Another industry figure, a downstream executive, said the NZ E&P business had been regarded as a non-core asset for Shell International for some time and he also expected a “for sale” sign shortly.

“They [Shell] will want to see Pohokura completed, to maximise the value from that project, but after that I wouldn’t be surprised if they bolt,” he said.

“And any formal announcement will quickly see interested parties, probably including some existing Australian majors, start formal discussions – it’s just a question of timing.”

He said any purchaser of Shell NZ’s EP assets would place a premium on the operator role and the associated control and influence. They would not want any deals cluttered by the present STOS arrangement.

Likely Australian bidders could include Origin Energy (though Origin’s existing majority stake in Contact Energy might complicate matters), existing Pohokura partner OMV, Santos, Woodside Petroleum or even Oil Search, which is still looking for meaningful growth opportunities beyond Papua New Guinea, one analyst told ERN.

Apache and British independent Premier Oil plc – both of which looked seriously at the NZ exploration scene earlier this decade – could also be interested.

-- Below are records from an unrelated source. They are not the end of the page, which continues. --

PR #593, opened 2021-11-27
fix(filter): properly include version if maxDhisVersion is empty

Birkbjo:
Empty `maxDhisVersion` (`''`) should now properly be included when filtering on `maxDhisVersion`.
This was probably not caught due to me reading somewhere that `nullif('', ' ')` should return true (with any blank string), but that is not the case in postgres- which makes sense. And most tests used `lte`, which included the empty-string regardless of the `or nullif`-case. 

Also added some more tests and related seeds.

On a slightly related note, we should've some better constraints/checks for `maxDhisVersion` and `minDhisVersion`, as currently they allow anything to be stored. At least we should protect against this in the application-layer/Joi-validation.

### DIFF
--- a/server/src/utils/Filter.js
+++ b/server/src/utils/Filter.js
@@ -125,7 +125,7 @@ class Filters {
             query.where(builder => {
                 builder.where(nameToUse, toSQLOperator(operator, value), value)
                 if (settings.includeEmpty) {
-                    builder.orWhereRaw(`nullif( ??, ' ') is null`, nameToUse)
+                    builder.orWhereRaw(`nullif( ??, '') is null`, nameToUse)
                 }
             })
             this.markApplied(fieldName)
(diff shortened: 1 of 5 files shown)


server/src/utils/Filter.js
```diff
@@ -125,7 +125,7 @@ class Filters {
             query.where(builder => {
                 builder.where(nameToUse, toSQLOperator(operator, value), value)
                 if (settings.includeEmpty) {
-                    builder.orWhereRaw(`nullif( ??, ' ') is null`, nameToUse)
+                    builder.orWhereRaw(`nullif( ??, '') is null`, nameToUse)
```
amcgee, line 128: Do we want to catch all empty strings?  If so we could use [`TRIM`](https://www.w3schools.com/sqL/func_sqlserver_trim.asp) (only trims spaces though)

```suggestion
                    builder.orWhereRaw(`nullif( trim( ?? ), '') is null`, nameToUse)
```

amcgee (changes requested):
Looks good!  One suggestion / question / concern

server/src/utils/Filter.js
Birkbjo: I originally included that, but figured we rather want to be more strict on the allowed format and do this in the application-layer with Joi-validation.

amcgee: OK sure!

amcgee (approved):
👍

“OMV would be in the driving seat to assume operatorship of Pohokura and Maui, with their existing stakes and financial and technical capabilities,” said the downstream executive.

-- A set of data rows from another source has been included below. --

PR #603, opened 2021-12-06
fix: hide apps in header-menu when not logged in

Birkbjo:
Hide apps-menu in header bar when not logged in.

Also renames "Your apps" to "My apps", and other related menu-items, as suggested by @germanviscuso .

### DIFF
--- a/client/src/components/Header/Header.js
+++ b/client/src/components/Header/Header.js
@@ -16,7 +16,7 @@ const NotLoggedInIcon = () => {
 
     return (
         <button className={styles.signInButton} onClick={loginWithRedirect}>
-            Sign in
+            Developer Sign in
         </button>
     )
 }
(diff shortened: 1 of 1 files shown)


client/src/components/Header/Header.js
```diff
@@ -65,12 +65,12 @@ const ProfileButton = () => {
...
             <Divider dense />
-            <DropdownMenuItemLink to="/user">Your apps</DropdownMenuItemLink>
+            <DropdownMenuItemLink to="/user">My apps</DropdownMenuItemLink>
             <DropdownMenuItemLink to="/user/organisations">
-                Your organisations
+                My organisations
             </DropdownMenuItemLink>
             <DropdownMenuItemLink to="/user/apikey">
-                Your API keys
+                My API keys
```
amcgee, line 73: This is probably fine for now to be consistent with `My Apps`, but interestingly GitHub uses `Your` in their profile menu...

Screen Shot 2021-12-06 at 14 28 00

amcgee: (API Keys probably should be in a general `Settings` page, eventually, but fine for now)

amcgee (approved):
Minor point about `My` vs `Your` but the main feature of hiding `Your Apps` when not logged in looks good to me.

@cooper-joe @varl @germanviscuso maybe we defer the renaming to `My` to a later change?  I'd also like to explore* using verbs in the main menu, i.e. `Explore` and `Manage`

client/src/components/Header/Header.js
Birkbjo: Sure, we can defer the renaming. It's not really important, and will probably make our other docs/guides inconsistent.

Shell NZ spokesman Simon King hosed down the speculation regarding his company saying Shell was fully committed to Pohokura coming onstream by mid-2006 and to maximising the remaining potential of Maui and Kapuni.

“At present, Shell’s EP assets in NZ provide a positive contribution to Shell’s EP portfolio,” King told ERN.

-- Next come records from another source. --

PR #621, opened 2022-01-21
fix: improve UX of invalid image filetype errors

mediremi:
- Sets the accepted filetypes for various `<input type="file">` inputs used across the app for image uploads to `image/jpeg,image/png`.
- Improves the error message shown to users when an attempt at uploading an invalid image file is made

## Before
image

## After
image

### DIFF
--- a/server/src/utils/validateMime.js
+++ b/server/src/utils/validateMime.js
@@ -5,7 +5,7 @@ const Path = require('path')
 const allowedImageMimeTypes = ['image/jpeg', 'image/png']
 const imageMetadataSchema = Joi.object({
     headers: Joi.object({
-        'content-type': Joi.string().valid(...allowedImageMimeTypes),
+        'content-type': Joi.string(),
     }).unknown(),
     filename: Joi.string(),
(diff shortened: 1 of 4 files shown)


server/src/utils/validateMime.js
```diff
@@ -5,7 +5,7 @@ const Path = require('path')
 const allowedImageMimeTypes = ['image/jpeg', 'image/png']
 const imageMetadataSchema = Joi.object({
     headers: Joi.object({
-        'content-type': Joi.string().valid(...allowedImageMimeTypes),
```
mediremi, line 8: `.valid(...allowedImageMimeTypes)` had to be removed in otherwise the error returned by hapi would be the one from `Joi.assert` instead of `Boom.badRequest`.

Birkbjo: Was going to comment that we could add a message with `.message()`, but since we are validating it below either way, it is kind of superfluous anyway.

Birkbjo (approved):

Shell International’s decision two years ago to effectively run Shell NZ’s EP business from Singapore had been a good one, according to King.

“The regional model has expanded the breadth of Shell’s input into its New Zealand assets, and we believe that this approach will create more value for our EP assets in New Zealand, which is good for Shell and for the country,” he said.

“Shell’s management team, on the ground in New Zealand and in the region, works with STOS to ensure we are applying the best technology and management skills to our assets here, and that we are able to use the best and most appropriate people in the region in New Zealand when we need them.”

ERN last week reported several in the industry as saying that decision to run operations from Singapore was fatally flawed, as the relationships that were formerly managed by the New Zealand managing director and country chairman were impossible to handle long-distance or on a fly-in, fly-out basis every six months or so.

Todd Energy and OMV NZ have declined to comment.

The interests in Shell’s major NZ gas fields are: Maui - Shell (83.75%), OMV (10%) and Todd Energy (6.25%); Pohokura - Shell 48%), OMV and Todd (26% each); Kapuni - Shell and Todd (50% each).